Si, pour prendre un autre exemple que le marché cognitif, sur le marché de l’alimentation, les produits les plus demandés et les plus présents sont la pizza et le hamburger, c’est qu’ils satisfont à de très anciennes dispositions qui, à l’époque du pléistocène, nous permettaient de stocker du sucre sous forme de graisse, mais qui actuellement favorisent l’augmentation de l’obésité.

Il en va de même pour le marché cognitif. Le développement d’Internet ainsi que des réseaux sociaux, qui nous donne accès à une information pléthorique et dérégulée, ne nous a pas transformés. Il révèle simplement un secret de polichinelle que les idéologues ont toujours voulu caché. Ce secret, c’est notre médiocrité commune, notre avarice intellectuelle et cognitive, notre disposition à la crédulité.

M.H. : Faut-il en conclure, qu’en dépit de notre intérêt très réel pour la vérité, nous sommes tous des croyants ?
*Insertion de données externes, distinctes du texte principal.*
PR #241, opened 2017-11-08
Support image and progress over websockets, minor fixes

tribal-tec:


brayns/parameters/ApplicationParameters.h
```diff
@@ -126,6 +133,7 @@ class ApplicationParameters : public AbstractParameters
     std::string _streamId;
     std::string _tmpFolder;
     bool _synchronousMode{false};
+    size_t _imageStreamFPS{60};
```
rdumusc: we are become ambitious now :-)

plugins/extensions/plugins/RocketsPlugin.cpp
```diff
@@ -176,10 +192,33 @@ void RocketsPlugin::_broadcastWebsocketMessages()
...
+
+    if (_engine->getModified())
+    {
+        _requestProgress();
+        const auto& message =
+            _buildJsonMessage(ENDPOINT_PROGRESS, _remoteProgress.toJSON());
+        _httpServer->broadcastText(message);
+    }
+
+    if (_engine->getRenderer().haveNewImage())
```
rdumusc: hmmm, shouldn't this method be called hasNewImage() instead of haveNewImage()?

brayns/parameters/ApplicationParameters.h
tribal-tec: It's just an upper limit. We will never render that fast anyways :)

plugins/extensions/plugins/RocketsPlugin.cpp
tribal-tec: Hmm, true. I'll have to recheck also if this works with Optix.

plugins/extensions/plugins/RocketsPlugin.h
```diff
@@ -179,6 +194,24 @@ class RocketsPlugin : public ExtensionPlugin
     ::brayns::v1::Scene _remoteScene;
     ::brayns::v1::ForceRendering _remoteForceRendering;
     ::brayns::v1::CircuitConfigurationBuilder _remoteCircuitConfigBuilder;
+
+    class Timer
```
rolandjitsu: Can I ask what's the purpose of this timer?

tribal-tec: To limit the image stream to the configurable image stream FPS. 60 FPS by default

G.B. : C’est effectivement ce qu’il nous faut admettre. Le régime de la connaissance que permet le progrès de la science est un régime exceptionnel et celui de la croyance est notre régime normal. Nous sommes des êtres de croyance. Mais, et il faut être très attentif à ce point, cela ne signifie pas que nous sommes fondamentalement irrationnels, seulement que nous ne sommes pas des sujets omniscients, que notre rationalité est limitée. D’abord parce que notre conscience est incarcérée dans un présent éternel (mes souvenirs ne sont que des reconstructions et mes anticipations du futur ne sont que des croyances) et dans un espace restreint ainsi que le montre l’expérience fort éclairante du sociologue américain de la connaissance, Gérard de Gré (1941).

Si l’on place un individu devant chacune des quatre faces peintes dans des couleurs différentes d’une pyramide, chaque individu attribuera à la pyramide la couleur de la face devant laquelle il est placé. Ce n’est que si on les autorise à faire le tour de la pyramide qu’ils découvriront leur erreur. Ensuite parce que nous voyons le monde à travers nos représentations culturelles. Les informations qui nous parviennent sont traitées dans des catégories de langage et de pensée qui nous rendent bien des services, mais qui peuvent nous conduire à des interprétations inexactes dès que nous sortons de notre contexte social. Pour un indien guayaki qui n’est jamais sorti de sa société, ce que j’appelle une télévision est un objet incompréhensible.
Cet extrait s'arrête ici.